NASA scientists hope to celebrate Independence Day a few days late this year, with a spectacular launch of the Dawn mission Saturday -- the world's first flight to the mysterious dwarf planet Ceres and the asteroid Vesta.
It is an ambitious enterprise -- the first from Earth to orbit two celestial bodies in succession. The journey is possible only because of Dawn's exotic ion-propulsion engine. Its astonishing efficiency will carry it 3 billion miles on less than 72 gallons of fuel. That has led some to dub the spacecraft "the Prius of space."
"I'm excited, but I don't want to get too excited until I see the rocket take off," said University of Maryland astronomer Lucy McFadden, a co-investigator and education director for the $449 million project.
The launch window for Dawn opens at 4:09 p.m. Saturday at the Cape Canaveral Air Force Station in Florida, with more opportunities each day until July 23.
A successful liftoff would cap five years of planning and construction, interrupted twice by cancellations and again in 2006 by a "stand-down" because of budget worries.
Delays and technical issues since 2004 have added $56 million to the mission's price tag, NASA officials said.
"It's been a rocky road, but we're ready for launch," McFadden said. "I just hope the rains will cease in Florida long enough for us to get off the ground."

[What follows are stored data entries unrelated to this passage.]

PR #10160, opened 2021-06-10
Manually pull the complement branch matching the current branch name.

clokep:
This is akin to matrix-org/pipelines#157, but using GitHub Actions.

### DIFF
--- a/.github/workflows/tests.yml
+++ b/.github/workflows/tests.yml
@@ -326,7 +326,7 @@ jobs:
               continue
             fi
 
-            (wget -O - https://github.com/matrix-org/complement/archive/$BRANCH_NAME.tar.gz | tar -xz --strip-components=1 -C complement) && break
+            (wget -O - "https://github.com/matrix-org/complement/archive/$BRANCH_NAME.tar.gz" | tar -xz --strip-components=1 -C complement) && break
           done
 
       # Build initial Synapse image
--- a/.github/workflows/tests.yml
+++ b/.github/workflows/tests.yml
@@ -308,9 +308,16 @@ jobs:
       # Attempt to check out the same branch of Complement as the PR. If it
       # doesn't exist, fallback to master.
       - name: Checkout complement
+        shell: bash
         run: |
+          # For pull requests we want to use GITHUB_HEAD_REF (the pull request
+          # head branch). Otherwise, we use GITHUB_REF (refs/heads/<branch>).
+          BRANCH_NAME="$GITHUB_HEAD_REF"
+          if [[ -z "$BRANCH_NAME" ]]; then
+            BRANCH_NAME="${GITHUB_REF#refs/heads/}"
+          fi
           mkdir -p complement
-          (wget -O - https://github.com/matrix-org/complement/archive/$GITHUB_HEAD_REF.tar.gz || wget -O - https://github.com/matrix-org/complement/archive/master.tar.gz) | tar -xz --strip-components=1 -C complement
+          (wget -O - https://github.com/matrix-org/complement/archive/$BRANCH_NAME.tar.gz || wget -O - https://github.com/matrix-org/complement/archive/master.tar.gz) | tar -xz --strip-components=1 -C complement
 
       # Build initial Synapse image
       - run: docker build -t matrixdotorg/synapse:latest -f docker/Dockerfile .
--- a/.github/workflows/tests.yml
+++ b/.github/workflows/tests.yml
@@ -310,14 +310,24 @@ jobs:
       - name: Checkout complement
         shell: bash
         run: |
-          # For pull requests we want to use GITHUB_HEAD_REF (the pull request
-          # head branch). Otherwise, we use GITHUB_REF (refs/heads/<branch>).
-          BRANCH_NAME="$GITHUB_HEAD_REF"
-          if [[ -z "$BRANCH_NAME" ]]; then
-            BRANCH_NAME="${GITHUB_REF#refs/heads/}"
-          fi
           mkdir -p complement
-          (wget -O - https://github.com/matrix-org/complement/archive/$BRANCH_NAME.tar.gz || wget -O - https://github.com/matrix-org/complement/archive/master.tar.gz) | tar -xz --strip-components=1 -C complement
+          # Attempt to use the version of complement which best matches the current
+          # build. Depending on whether this is a PR or release, etc. we need to
+          # use different fallbacks.
+          #
+          # 1. First check if there's a similarly named branch (GITHUB_HEAD_REF
+          #    for pull requests, otherwise GITHUB_REF).
+          # 2. Attempt to use the base branch, e.g. when merging into release-vX.Y
+          #    (GITHUB_BASE_REF for pull requests).
+          # 3. Use the default complement branch ("master").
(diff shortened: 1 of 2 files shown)


clokep:
I'm fairly certain we cannot use the action here since we need the fallback behavior?

anoadragon453 (approved):
The fallback looks to work from the CI output. From the code it appears the same-named branch stuff should work as well.

As you said, I don't think fallback behaviour is possible with `actions/checkout`.

.github/workflows/tests.yml
```diff
@@ -305,11 +305,12 @@ jobs:
...
-        uses: actions/checkout@v2
-        with:
-          repository: "matrix-org/complement"
-          path: complement
+      # Attempt to check out the same branch of Complement as the PR. If it
+      # doesn't exist, fallback to master.
+      - name: Checkout complement
+        run: |
+          mkdir -p complement
+          (wget -O - https://github.com/matrix-org/complement/archive/$GITHUB_HEAD_REF.tar.gz || wget -O - https://github.com/matrix-org/complement/archive/master.tar.gz) | tar -xz --strip-components=1 -C complement
```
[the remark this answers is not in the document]
clokep: I saw that, but don't we only run builds for PRs anyway?

There's also `$GITHUB_REF`, but I don't think that returns the information I need.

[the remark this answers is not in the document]
anoadragon453: If you check the top of the workflow file you'll see that we run it whenever `develop` or `release-*` branches are pushed to: https://github.com/matrix-org/synapse/blob/2df7196c00856df6b7e25e8ec181e37e8eba28de/.github/workflows/tests.yml#L3-L6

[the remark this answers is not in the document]
callahad: I may be cleaner to keep using `actions/checkout@v2` here and just do a full clone (`fetch-depth: 0`) followed by opportunistically trying to `git checkout` the matching branch?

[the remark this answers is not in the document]
clokep: @anoadragon453 Thanks! I believe I've updated this to take this into account, it now:

1. Uses `GITHUB_HEAD_REF` if it exists.
2. Falls back to `GITHUB_REF` (and cuts off a `refs/head/` prefix)
3. Falls back to `master`

callahad:
A few options here:

- Complement is tiny; cloning the whole history is less than 1 MiB. You could grab the whole history (`fetch-depth: 0`) and then try to `git checkout` the target branch, ignoring (and thus staying on `master`) if that fails.

- You could stick with the `wget` logic you have, but might be slightly easier to instead try to call `git clone --shallow --branch $whatever https://github.com/matrix-org/complement`; then you don't have to directly muck with wget and tar.

- If you can somehow easily determine whether the branch exists before actually cloning the repo, you could do that in one step and pass it along as the `ref` argument to the `actions/checkouts` step as an `output`. E.g., if a step echoes `::set-output name=branch::$whatever`,  then in the following steps can access that as `${{ steps.STEP_ID.outputs.branch }}`

To find the right reference from either a `push` or a `pull_request` you might need to dig into [events that trigger workflows](https://docs.github.com/en/actions/reference/events-that-trigger-workflows), [the `github` context](https://docs.github.com/en/actions/reference/context-and-expression-syntax-for-github-actions#github-context), and [default environment variables](https://docs.github.com/en/actions/reference/environment-variables#default-environment-variables). E.g., for pull requests you probably want to look at `github.head_ref` or `github.base_ref`, but for pushes you probably want`github.ref`.

All of those are also available as envvars: `$GITHUB_HEAD_REF`, `$GITHUB_BASE_REF`, and `$GITHUB_REF`.

.github/workflows/tests.yml
```diff
@@ -305,11 +305,19 @@ jobs:
...
-          repository: "matrix-org/complement"
-          path: complement
+      # Attempt to check out the same branch of Complement as the PR. If it
+      # doesn't exist, fallback to master.
+      - name: Checkout complement
+        shell: bash
+        run: |
+          # For pull requests we want to use GITHUB_HEAD_REF (the pull request
+          # head branch). Otherwise, we use GITHUB_REF (refs/heads/<branch>).
+          BRANCH_NAME="$GITHUB_HEAD_REF"
```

She and other mission planners have been studying the best-ever photos of Ceres and Vesta, snapped in May by the Hubble Space Telescope.
They reveal a variety of light and dark surface features on both objects. NASA hopes to get close-ups when Dawn slips into orbit around Vesta in 2011, and Ceres in 2015.
The Hubble imagery is tantalizing, McFadden said. "There are light basins and dark basins. Are they topographic features, or regions where something was extruded from the interior and flowed out on the surface? It's encouraged us that we are doing the right thing by going to explore these new worlds."
Ceres and Vesta are the two largest and brightest "minor planets" in the solar system.
When Ceres was discovered in 1801, astronomers at first thought it was a new planet. But as they began to find more objects between the orbits of Mars and Jupiter (including Vesta in 1807), they concluded they were seeing fragments of a demolished, or unconsolidated, planet. They eventually named the region the "asteroid belt" for the myriad, tiny star-like objects observers kept finding there.
Some turned out to be pretty big. Ceres, for example, is a Texas-sized 600 miles across.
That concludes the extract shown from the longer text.